[Stored data]
PR #47874, opened 2024-03-14
fix: DatePicker itemHeight calculation

### LINKED ISSUE #47550: Date Picker with mode 'multiple' computes wrong heights
### Reproduction link

[CodeSandbox](https://codesandbox.io/p/sandbox/multiple-antd-5-14-1-forked-sq3ygc)

### Steps to reproduce

1. Overwrite ConfigProvider theme property with `theme: { token: { controlHeight: 40 }`
2. Use DatePicker with property multiple to true
3. See the input height is 46px instead of 40px

### What is expected?

DatePicker input with default `size='middle'` should be the height of the value passed in the theme token for control heights. In this scenario the height should be 40px and NOT 46px
Also, I would expect the placeholder to work, doesn't seem to work. Also included that in the repro sandbox

The height of date picker in mode multiple is based on some padding we apply and the height   line-height of the tags items or simply the empty picker selector div. That padding   height/line-height is wrong and gives the wrong height (46px instead of the 40px expected from the `controlHeight` token)

| Environment | Info |
| --- | --- |
| antd | 5.14.1 |
| React | React 18.2.0 |
| System | MacOS Ventura version 13.4 |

> **Exercise**
Retype the data shown above so that each line matches the original.

> **Solution for this exercise**
PR #47874, opened 2024-03-14
fix: DatePicker itemHeight calculation

### LINKED ISSUE #47550: Date Picker with mode 'multiple' computes wrong heights
### Reproduction link

[CodeSandbox](https://codesandbox.io/p/sandbox/multiple-antd-5-14-1-forked-sq3ygc)

### Steps to reproduce

1. Overwrite ConfigProvider theme property with `theme: { token: { controlHeight: 40 }`
2. Use DatePicker with property multiple to true
3. See the input height is 46px instead of 40px

### What is expected?

DatePicker input with default `size='middle'` should be the height of the value passed in the theme token for control heights. In this scenario the height should be 40px and NOT 46px
Also, I would expect the placeholder to work, doesn't seem to work. Also included that in the repro sandbox

The height of date picker in mode multiple is based on some padding we apply and the height   line-height of the tags items or simply the empty picker selector div. That padding   height/line-height is wrong and gives the wrong height (46px instead of the 40px expected from the `controlHeight` token)

| Environment | Info |
| --- | --- |
| antd | 5.14.1 |
| React | React 18.2.0 |
| System | MacOS Ventura version 13.4 |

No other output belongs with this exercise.